Валерия Вербинина - Адъютанты удачи
– Кто вы? – повторил император свой вопрос, так как Полина молчала, собираясь с мыслями.
– Мое имя ничего вам не скажет, ваше величество… сир, – быстро поправилась она, вспомнив, как надо титуловать императора. И тут же призналась: – Вообще-то меня зовут Полина Серова.
– Это действительно мне ничего не говорит, – спокойно заметил Наполеон. – Вы приехали из России?
– Да, ваше вели… сир. Все так странно получилось… Эти письма, и сокровища, и…

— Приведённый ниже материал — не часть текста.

PR #5936, opened 2024-10-09
fix: only reset view to WorldView when Player enters system

### LINKED ISSUE #5935: View is sometimes reset to WorldView if "Reset View On Hyperspace Exit" is enabled
### Observed behaviour
Enter SystemView (or any other view) at high time acceleration. Randomly the view is reset to the WorldView.

### Expected behaviour
View stays in the selected View unless hyperspacing.

### Steps to reproduce

* Enter a view (eg, SystemView)
* Turn on high time acceleration factor
* Wait
* View is reset to WorldView after a random amount of time

### Analysis / Patch

Bug was introduced in #5922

Наполеон досадливо передернул плечами, и Полина сообразила, что объясняется слишком путано для того, чтобы ее могли понять.
– Что за письма? – Император говорил, бросая слова, как камни, словно и разговор, и сама собеседница навевали на него невыносимую скуку.
– Те, которые вы писали в Рим. – Полина глубоко вздохнула. – Вы слали их своей матери, но не могли адресовать их ей прямо, а писали на имя некоего Мертеля, который жил в Риме под фамилией Карон. На полке у него стоял ваш бюст, – вспомнила Полина. – Но однажды конверт, надписанный вашей рукой, попался на глаза одному человеку… бесчестному человеку. И тот узнал ваш почерк. Он достал ваши старые письма к Дезире Клари, сравнил и убедился, что вы живы, а не умерли и похоронены на далеком острове.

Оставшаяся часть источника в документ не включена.